(Data for review begins)

PR #28, opened 2016-08-12
[JENKINS-37341] allow sh step to execute under z/OS USS sh

lne3:
[JENKINS-37341](https://issues.jenkins-ci.org/browse/JENKINS-37341)

- under z/OS convert input and output files of sh to/from IBM1047
- on other platforms do not convert as before

### DIFF
--- a/src/main/java/org/jenkinsci/plugins/durabletask/BourneShellScript.java
+++ b/src/main/java/org/jenkinsci/plugins/durabletask/BourneShellScript.java
@@ -43,6 +43,7 @@ import javax.annotation.Nonnull;
 import jenkins.model.Jenkins;
 import jenkins.security.MasterToSlaveCallable;
 import org.kohsuke.stapler.DataBoundConstructor;
+import org.apache.commons.io.IOUtils;
 
 /**
  * Runs a Bourne shell script on a Unix node using {@code nohup}.
@@ -85,7 +86,9 @@ public final class BourneShellScript extends FileMonitoringTask {
             listener.getLogger().println("Warning: was asked to run an empty script");
         }
 
-        ShellController c = new ShellController(ws);
+        String encoding = ws.act(new ZosCheck()) ? "IBM1047" : null;
+
+        ShellController c = new ShellController(ws, encoding);
 
         FilePath shf = c.getScriptFile(ws);
 
@@ -95,7 +98,7 @@ public final class BourneShellScript extends FileMonitoringTask {
             String defaultShell = jenkins.getInjector().getInstance(Shell.DescriptorImpl.class).getShellOrDefault(ws.getChannel());
             s = "#!"+defaultShell+" -xe\n" + s;
         }
-        shf.write(s, "UTF-8");
+        shf.write(s, encoding==null ? "UTF-8" : encoding);
         shf.chmod(0755);
 
         envVars.put(cookieVariable, "please-do-not-kill-me");
@@ -153,8 +156,8 @@ public final class BourneShellScript extends FileMonitoringTask {
         private int pid;
         private final long startTime = System.currentTimeMillis();
 
-        private ShellController(FilePath ws) throws IOException, InterruptedException {
-            super(ws);
+        private ShellController(FilePath ws, String encoding) throws IOException, InterruptedException {
+            super(ws, encoding);
         }
 
         public FilePath getScriptFile(FilePath ws) throws IOException, InterruptedException {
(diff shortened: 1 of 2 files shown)


src/main/java/org/jenkinsci/plugins/durabletask/BourneShellScript.java
```diff
@@ -85,7 +86,9 @@ public String getScript() {
             listener.getLogger().println("Warning: was asked to run an empty script");
         }
 
-        ShellController c = new ShellController(ws);
+        String encoding = ws.act(new ZosCheck()) ? "IBM1047" : null;
```
jglick: Seems OK though may clash with the higher-priority #33.

src/main/java/org/jenkinsci/plugins/durabletask/FileMonitoringTask.java
```diff
@@ -94,18 +97,41 @@ protected FileMonitoringController doLaunch(FilePath workspace, Launcher launche
...
             FilePath cd = tempDir(ws).child("durable-" + Util.getDigestOf(UUID.randomUUID().toString()).substring(0,8));
             cd.mkdirs();
             controlDir = cd.getRemote();
+            this.encoding = encoding;
         }
 
         @Override public final boolean writeLog(FilePath workspace, OutputStream sink) throws IOException, InterruptedException {
             FilePath log = getLogFile(workspace);
+            if (this.getEncoding() != null)	{
+                sink = new WriterOutputStream(new OutputStreamWriter(sink, "UTF-8"), this.getEncoding());
```
jglick: This is probably superseded by encoding fixes in #29.

src/main/java/org/jenkinsci/plugins/durabletask/FileMonitoringTask.java
```diff
@@ -160,7 +189,9 @@ protected FileMonitoringController(FilePath ws) throws IOException, InterruptedE
 
         @Override public byte[] getOutput(FilePath workspace, Launcher launcher) throws IOException, InterruptedException {
             // TODO could perhaps be more efficient for large files to send a MasterToSlaveFileCallable<byte[]>
-            return IOUtils.toByteArray(getOutputFile(workspace).read());
+            return this.getEncoding() == null ?
```
jglick: Ditto.

src/main/java/org/jenkinsci/plugins/durabletask/BourneShellScript.java
```diff
@@ -95,7 +98,7 @@ public String getScript() {
             String defaultShell = jenkins.getInjector().getInstance(Shell.DescriptorImpl.class).getShellOrDefault(ws.getChannel());
             s = "#!"+defaultShell+" -xe\n" + s;
         }
-        shf.write(s, "UTF-8");
+        shf.write(s, encoding==null ? "UTF-8" : encoding);
```
jglick: Would we not just want to use the system encoding on the agent, regardless of OS?

lne3: For various reasons we might be in a situation that the agent does not run with the systems default encoding, i.e. the –Dfile.encoding=… jvm parameter changing it to something else. Therefore system default encoding might be a good default. However, it should be possible to set the encoding explicitly since the required script file encoding (IBM1047 on z/OS) does not necessarily match the encoding set by –Dfile.encoding.

katonica:
Hello, I am new to Jenkins and a few months into a project where we are now required to make use of Jenkins slaves running on z/OS. We are attempting to use pipelines. I took the jenkins slave from http://yourserver:port/jnlpJars/slave.jar and started it on my z/OS system and I was able to get it to connect using the -Dfile.encoding=ISO8859-1 setting. I then run into what I believe to be the same issue as described above when calling sh in my Jenkins pipeline. Is it correct that this durable-task-plugin fix would be something that would help my situation? If so are there any known workarounds while this code is reviewed and integrated? Thanks in advance for all the help!

lne3:
@katonica, thanks for the update. Unfortunately, I had myself no time to spare so far for reviewing the fix with respect to the changes in durable-task-1.13 and its dependencies.

charliegracie:
We are also now running into this issue.  Is there still a chance that this issue will be resolved?

mad8vad:
I'm also now running into this issue

RamchandV:
Any idea when is this getting resolved. I want this change to get my pipeline going :(

gorbadoc:
Doesn't this change have exactly the same goal as [z/OS Unix System Services enablement #80](https://github.com/jenkinsci/durable-task-plugin/pull/80)?  Can this change be abandoned in favor of @OldNavi's change?  What would it take to get #80 merged?

dwnusbaum:
Superseded by #80, which was merged recently and will be available in the next release.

(Data for review ends)

» **Goal of the exercise**
Could you reproduce exactly the lines of the entries above, from the one with "shf.chmod(0755);" through the one with "private int pid;", and nothing else?

» **Written response**
         shf.chmod(0755);
 
         envVars.put(cookieVariable, "please-do-not-kill-me");
@@ -153,8 +156,8 @@ public final class BourneShellScript extends FileMonitoringTask {
         private int pid;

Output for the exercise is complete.